= MITRA Youth Buddhist Network =

The MITRA Youth Buddhist Network (formerly the MITRA Intervarsity Buddhist Network) is a network of Buddhist youth organisations in Australia. Predominantly situated in Sydney, Australia, MITRA's current members are UniBodhi (Sydney University Buddhist Society), MacBuddhi (Macquarie University Buddhist Society), and UTS (University of Technology, Sydney) Buddhist Society.

The name of the network MITRA, stems from a Sanskrit word meaning "friend".

Since 2004, MITRA has held Buddhist annual conferences which brings together a range of international and local speakers and topics.

== MITRA Buddhist Conferences ==
The MITRA Youth Buddhist Network has, since 2004, organised an annual Buddhist conference. Traditionally held in July, except for 2010 which was held in May to coincide with the Buddhist Festival Month celebrations run by the Buddhist Council of New South Wales.

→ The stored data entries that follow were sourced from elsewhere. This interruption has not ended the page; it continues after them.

PR #978, opened 2021-09-21
Add maintenance page and flag for when find is down

davidgisbey:
### Context

We're going to have to bring Find down for a set period of time while we upgrade the TTAPI DB. There may well be a few minutes where we're unable to hit the TTAPI so we're going to pop the service into maintenance mode for 30 mins.

- Add maintenance_mode feature flag
- Add a maintenance mode page 
- Redirect to the page when the flag is active

### Guidance to review

Does this seem about right time wise? Not sure how long the db upgrade will take. Could make it an hour to be safe?

This will have to be manually deployed before we swap the DBs. Is that an issue?

image

Add banner 

image

🤢

### Trello card

https://trello.com/c/WPcZ8odw/3970-add-maintenance-page-for-find-for-when-the-ttapi-is-down

### Checklist

- [x] Rebased master
- [x] Cleaned commit history

### DIFF
--- a/app/controllers/application_controller.rb
+++ b/app/controllers/application_controller.rb
@@ -5,6 +5,7 @@ class ApplicationController < ActionController::Base
 
   before_action :store_request_id
   before_action :assign_sentry_contexts
+  before_action :redirect_to_maintanance_page_if_flag_is_active
   before_action :redirect_to_cycle_has_ended_if_find_is_down
 
   default_form_builder GOVUKDesignSystemFormBuilder::FormBuilder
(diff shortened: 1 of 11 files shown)


defong (dismissed):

The MITRA Buddhist Conference is convened by a member, or members, of MITRA inviting local and international learned speakers to give talks and lead discussions at the Conference. Run and managed entirely by volunteers, the MITRA Buddhist Conference relies on the goodwill of the community in keeping the Conference sustainable. Between 2004 and 2009, the food for the Conference was donated by the community including the Friends of Mitra, a conglomerate of elder lay Buddhists, and local Sydney vegetarian restaurants.

=== 2010 Buddhism: Unplugged ===
The "Buddhism: Unplugged" 2010 MITRA Buddhist Conference was held at the Sydney Masonic Centre. The theme explored the world of different Buddhist practices and "back to basic" principles which all Buddhist schools of thought accept and promote.

This year the MITRA Youth Buddhist Network collaborated with the Buddhist Council of New South Wales to be a partner of the inaugural Buddhist Festival Month celebrations.

=== 2009 Having Enough ... Finding Spiritual Wealth ===
The "Having enough ... Finding spiritual wealth" 2009 MITRA Buddhist Conference was held at the University of Technology, Sydney. The theme explored happiness in the midst of the financial hardships of the Global Financial Crisis.

=== 2008 Wisdom For A Modern World ===
The "Wisdom for a Modern World" 2008 MITRA Buddhist Conference was held at the University of Technology, Sydney. The theme explored how the wisdom of Buddhism can be experienced in all aspects of our lives even in our chaotic modern world we can find a peace and tranquility awaiting those who seek it.

A DVD of the Conference is available which includes footage of all 6 talks including Venerable Robina Courtin's explanation of transforming the mind, Venerable David Lungtok on Emptiness, Venenerable U Vamsarakkhita on "The Buddha's Teaching - Simple, Practical and Powerful" and Venerable Shravasti Dhammika on "2500 Years of Evolving Truth". Profits from DVD sales will be donated to Venerable Sister Yeshe Chodron's Kalyanamitra Foundation which delivers social services to the poor regions of India.

=== 2007 Change Your Mind, Change The World ===
The "Change your mind, Change the world" 2007 MITRA Buddhist Conference was held at the Sydney Conservatorium of Music. Talks included Venerable Heng Sure's insight on whether "Buddhist Activism" is an oxymoron, Venerable Yuan Zhi's on "Love" - is it all you need? Venerable Christine Roberts on "Changing your mind" a discussion between AACAP's Dr Eng Kong Tan and Venerable Ayya Sucinta about the "Therapist's couch and the meditation cushion".

=== 2006 Stop Chasing ... Look Within ===
The "Stop Chasing...Look Within Mitra" 2006 MITRA Buddhist Conference was held at the Women's College at Sydney University. Talks included Ajahn Brahm's entertaining discussion on whether the West needs Buddhism, Venerable Thich Phuoc Tan on how to be a "Socially Engaged Buddhist" and Venerable Thubten Dondrup's moving talk on how to deal with suffering.

=== 2005 Illuminate The Path ===
The "Illuminate the path" 2005 MITRA Buddhist Conference was held at St George Girls High School.

=== 2004 Open Mind Open Heart ===
The "Open Mind Open Heart" 2004 MITRA Buddhist Conference was held at the Patrician Brothers Holy Cross College.